### EXERCISE PROMPT
Transcribe the data that follows. Match it character for character.
DATASET ENTRIES section start
PR #27371, opened 2026-03-20
fix(editor): Node references in expressions not updated when the renamed node has quotes

RomanDavydchuk:
## Summary

Whenever a node that has quotes in the name (for example, `Call 'Some workflow'`) was renamed, expressions referencing the node weren't updated. This was due to the fact that the expression contained literal backslashes (`$('Call \'Some workflow\'')`) that weren't taken into account. This PR fixes that, also makes sure that backslashes and quotes are properly escaped when replacing the old name with a new one

https://linear.app/n8n/issue/IAM-378/node-renaming-breaks-when-there-are-quotes-in-the-node-name

## Review / Merge checklist

- [x] Tests included. 

### DIFF
--- a/packages/workflow/test/node-reference-parser-utils.test.ts
+++ b/packages/workflow/test/node-reference-parser-utils.test.ts
@@ -126,10 +126,50 @@ describe('NodeReferenceParserUtils', () => {
 				expected: 'someRandomExpression("oldName")',
 			},
 			{
-				expression: '$("old\\"Name")',
-				previousName: 'old\\"Name',
+				expression: '$("someone\'s node")',
+				previousName: "someone's node",
+				newName: 'other node',
+				expected: '$("other node")',
+			},
+			{
+				expression: '$(\'some "node"\')',
+				previousName: 'some "node"',
+				newName: 'other node',
+				expected: "$('other node')",
+			},
+			{
+				expression: '$("test\\\\some")',
+				previousName: 'test\\some',
+				newName: 'other node',
+				expected: '$("other node")',
+			},
+			{
+				expression: '$("old name")',
+				previousName: 'old name',
+				newName: 'new "name"',
+				expected: '$("new \\"name\\"")',
+			},
+			{
+				expression: '$("old name")',
+				previousName: 'old name',
+				newName: "new 'name'",
+				expected: '$("new \\\'name\\\'")',
+			},
+			{
+				expression: '$("test some")',
+				previousName: 'test some',
+				newName: 'other\\node',
+				expected: '$("other\\\\node")',
+			},
+			{
+				// $("old\"Na\\me\'") -> old"Na\me'
+				expression: '$("old\\"Na\\\\me\\\'")',
+				// old"Na\me'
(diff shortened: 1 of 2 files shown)


packages/workflow/test/node-reference-parser-utils.test.ts
```diff
@@ -126,10 +126,50 @@ describe('NodeReferenceParserUtils', () => {
...
+				expression: '$("test\\\\some")',
+				previousName: 'test\\some',
+				newName: 'other node',
+				expected: '$("other node")',
+			},
+			{
+				expression: '$("old name")',
+				previousName: 'old name',
+				newName: 'new "name"',
+				expected: '$("new \\"name\\"")',
```
BGZStephen, line 150: I'm a little confused why:

`new "name"` ends up as `'$("new \\"name\\"")'` (double back slash)

When: 

`"new 'name'"` returns `'$("new \\\'name\\\'")'` (triple back slash)

packages/workflow/test/node-reference-parser-utils.test.ts
```diff
@@ -126,10 +126,50 @@ describe('NodeReferenceParserUtils', () => {
...
+			{
+				// $("old\"Na\\me\'") -> old"Na\me'
+				expression: '$("old\\"Na\\\\me\\\'")',
+				// old"Na\me'
+				previousName: 'old"Na\\me\'',
+				// n\'ew\"Name
 				newName: 'n\\\'ew\\"Name',
-				expected: '$("n\\\'ew\\"Name")',
+				// $("n\\\'ew\\\"Name") -> n\'ew\"Name
+				expected: '$("n\\\\\\\'ew\\\\\\"Name")',
```
BGZStephen, line 172: This one doesn't quite seem right, `ew\\"Name` should evaluate to `ew\\\\\"Name`, no? 5 `\` not 6

packages/workflow/test/node-reference-parser-utils.test.ts
RomanDavydchuk: In the case with single quotes the third slash is needed to escape the quotes around `name`, since the `expected` string is itself is wrapped in single quotes

packages/workflow/test/node-reference-parser-utils.test.ts
RomanDavydchuk: 6 `\` in `ew\\\\\\"Name` would evaluate to a string `ew\\\"Name`, so 3 `\` in the result. Then, since it'll be evaluated again, `\\\"` will become literal `\"` characters (`\\` + `\"`) -> `ew\"Name`

In a case with 5 `\` we'd have `\\\\\"` -> `\\"` (`\\` + `\\` + `\"`). But keep in mind that `\\"` is inside of a string in `$("...")`, so the `"` should be escaped by a 3rd `\`

BGZStephen: What a mess :cry:

BGZStephen (approved):

PR #27372, opened 2026-03-20
fix(Xero Node): Make OAuth2 scopes configurable to support write operations

### LINKED ISSUE #27363: Xero OAuth2 node does not support granular scopes / fails to authorize or perform write actions
The native n8n Xero integration appears to be outdated and does not properly support Xero’s newer OAuth2 + granular scope model. As a result, we are unable to reliably authenticate or perform write operations (e.g. updating contacts), and have had to switch to HTTP nodes as a workaround.

**What we’re trying to do**
We are building an automation to:
- Trigger from Airtable
- Search for a contact in Xero using a unique ID (AccountNumber)
- Update the contact fields

**Expected behavior**
- Xero OAuth2 connection should allow selecting or handling required scopes (e.g. accounting.contacts)
- Successful authentication should allow both:
- Reading contacts (GET)
- Updating contacts (POST)

**Actual behavior**
- The native Xero node does not expose or allow configuration of scopes
- Authentication flow completes, but:
- Write requests fail (401 / 403 errors depending on setup)
- Behavior is inconsistent compared to direct HTTP calls
- The connector does not appear to support Xero’s newer granular scope requirements

**What we observed**
- GET requests (e.g. retrieving contacts) may work
- POST requests (e.g. updating contacts) fail using the native node
- Using HTTP Request nodes with the same OAuth credentials works correctly when:
- Proper scopes are configured
- xero-tenant-id header is included

**Workaround currently in use**
We are using HTTP Request nodes instead of the native Xero node:
- OAuth2 credential configured manually
- Custom headers:
- xero-tenant-id
- Accept: application/json
- Content-Type: application/json
- API endpoint:
- https://api.xero.com/api.xro/2.0/Contacts

This works as expected, but is more complex and harder to maintain.

**Impact**
- Prevents use of native Xero node for production workflows
- Increases complexity of automation setup
- Makes maintenance and onboarding more difficult for the team

**Request**
- Update the Xero node to support:
- Granular OAuth2 scopes (e.g. accounting.contacts)
- Proper handling of write operations (POST/PUT)

**Additional context**
We were able to successfully complete the same workflow using HTTP nodes, which suggests the issue is specific to the native Xero integration rather than our credentials or Xero setup.

anmolxlight:
Fixes #27363 by allowing users to specify custom OAuth2 scopes (like `accounting.contacts`) required for write operations.

### DIFF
DATASET ENTRIES section end
### ANSWER BOX
PR #27371, opened 2026-03-20
fix(editor): Node references in expressions not updated when the renamed node has quotes

RomanDavydchuk:
## Summary

Whenever a node that has quotes in the name (for example, `Call 'Some workflow'`) was renamed, expressions referencing the node weren't updated. This was due to the fact that the expression contained literal backslashes (`$('Call \'Some workflow\'')`) that weren't taken into account. This PR fixes that, also makes sure that backslashes and quotes are properly escaped when replacing the old name with a new one

https://linear.app/n8n/issue/IAM-378/node-renaming-breaks-when-there-are-quotes-in-the-node-name

## Review / Merge checklist

- [x] Tests included. 

### DIFF
--- a/packages/workflow/test/node-reference-parser-utils.test.ts
+++ b/packages/workflow/test/node-reference-parser-utils.test.ts
@@ -126,10 +126,50 @@ describe('NodeReferenceParserUtils', () => {
 				expected: 'someRandomExpression("oldName")',
 			},
 			{
-				expression: '$("old\\"Name")',
-				previousName: 'old\\"Name',
+				expression: '$("someone\'s node")',
+				previousName: "someone's node",
+				newName: 'other node',
+				expected: '$("other node")',
+			},
+			{
+				expression: '$(\'some "node"\')',
+				previousName: 'some "node"',
+				newName: 'other node',
+				expected: "$('other node')",
+			},
+			{
+				expression: '$("test\\\\some")',
+				previousName: 'test\\some',
+				newName: 'other node',
+				expected: '$("other node")',
+			},
+			{
+				expression: '$("old name")',
+				previousName: 'old name',
+				newName: 'new "name"',
+				expected: '$("new \\"name\\"")',
+			},
+			{
+				expression: '$("old name")',
+				previousName: 'old name',
+				newName: "new 'name'",
+				expected: '$("new \\\'name\\\'")',
+			},
+			{
+				expression: '$("test some")',
+				previousName: 'test some',
+				newName: 'other\\node',
+				expected: '$("other\\\\node")',
+			},
+			{
+				// $("old\"Na\\me\'") -> old"Na\me'
+				expression: '$("old\\"Na\\\\me\\\'")',
+				// old"Na\me'
(diff shortened: 1 of 2 files shown)


packages/workflow/test/node-reference-parser-utils.test.ts
```diff
@@ -126,10 +126,50 @@ describe('NodeReferenceParserUtils', () => {
...
+				expression: '$("test\\\\some")',
+				previousName: 'test\\some',
+				newName: 'other node',
+				expected: '$("other node")',
+			},
+			{
+				expression: '$("old name")',
+				previousName: 'old name',
+				newName: 'new "name"',
+				expected: '$("new \\"name\\"")',
```
BGZStephen, line 150: I'm a little confused why:

`new "name"` ends up as `'$("new \\"name\\"")'` (double back slash)

When: 

`"new 'name'"` returns `'$("new \\\'name\\\'")'` (triple back slash)

packages/workflow/test/node-reference-parser-utils.test.ts
```diff
@@ -126,10 +126,50 @@ describe('NodeReferenceParserUtils', () => {
...
+			{
+				// $("old\"Na\\me\'") -> old"Na\me'
+				expression: '$("old\\"Na\\\\me\\\'")',
+				// old"Na\me'
+				previousName: 'old"Na\\me\'',
+				// n\'ew\"Name
 				newName: 'n\\\'ew\\"Name',
-				expected: '$("n\\\'ew\\"Name")',
+				// $("n\\\'ew\\\"Name") -> n\'ew\"Name
+				expected: '$("n\\\\\\\'ew\\\\\\"Name")',
```
BGZStephen, line 172: This one doesn't quite seem right, `ew\\"Name` should evaluate to `ew\\\\\"Name`, no? 5 `\` not 6

packages/workflow/test/node-reference-parser-utils.test.ts
RomanDavydchuk: In the case with single quotes the third slash is needed to escape the quotes around `name`, since the `expected` string is itself is wrapped in single quotes

packages/workflow/test/node-reference-parser-utils.test.ts
RomanDavydchuk: 6 `\` in `ew\\\\\\"Name` would evaluate to a string `ew\\\"Name`, so 3 `\` in the result. Then, since it'll be evaluated again, `\\\"` will become literal `\"` characters (`\\` + `\"`) -> `ew\"Name`

In a case with 5 `\` we'd have `\\\\\"` -> `\\"` (`\\` + `\\` + `\"`). But keep in mind that `\\"` is inside of a string in `$("...")`, so the `"` should be escaped by a 3rd `\`

BGZStephen: What a mess :cry:

BGZStephen (approved):

PR #27372, opened 2026-03-20
fix(Xero Node): Make OAuth2 scopes configurable to support write operations

### LINKED ISSUE #27363: Xero OAuth2 node does not support granular scopes / fails to authorize or perform write actions
The native n8n Xero integration appears to be outdated and does not properly support Xero’s newer OAuth2 + granular scope model. As a result, we are unable to reliably authenticate or perform write operations (e.g. updating contacts), and have had to switch to HTTP nodes as a workaround.

**What we’re trying to do**
We are building an automation to:
- Trigger from Airtable
- Search for a contact in Xero using a unique ID (AccountNumber)
- Update the contact fields

**Expected behavior**
- Xero OAuth2 connection should allow selecting or handling required scopes (e.g. accounting.contacts)
- Successful authentication should allow both:
- Reading contacts (GET)
- Updating contacts (POST)

**Actual behavior**
- The native Xero node does not expose or allow configuration of scopes
- Authentication flow completes, but:
- Write requests fail (401 / 403 errors depending on setup)
- Behavior is inconsistent compared to direct HTTP calls
- The connector does not appear to support Xero’s newer granular scope requirements

**What we observed**
- GET requests (e.g. retrieving contacts) may work
- POST requests (e.g. updating contacts) fail using the native node
- Using HTTP Request nodes with the same OAuth credentials works correctly when:
- Proper scopes are configured
- xero-tenant-id header is included

**Workaround currently in use**
We are using HTTP Request nodes instead of the native Xero node:
- OAuth2 credential configured manually
- Custom headers:
- xero-tenant-id
- Accept: application/json
- Content-Type: application/json
- API endpoint:
- https://api.xero.com/api.xro/2.0/Contacts

This works as expected, but is more complex and harder to maintain.

**Impact**
- Prevents use of native Xero node for production workflows
- Increases complexity of automation setup
- Makes maintenance and onboarding more difficult for the team

**Request**
- Update the Xero node to support:
- Granular OAuth2 scopes (e.g. accounting.contacts)
- Proper handling of write operations (POST/PUT)

**Additional context**
We were able to successfully complete the same workflow using HTTP nodes, which suggests the issue is specific to the native Xero integration rather than our credentials or Xero setup.

anmolxlight:
Fixes #27363 by allowing users to specify custom OAuth2 scopes (like `accounting.contacts`) required for write operations.

### DIFF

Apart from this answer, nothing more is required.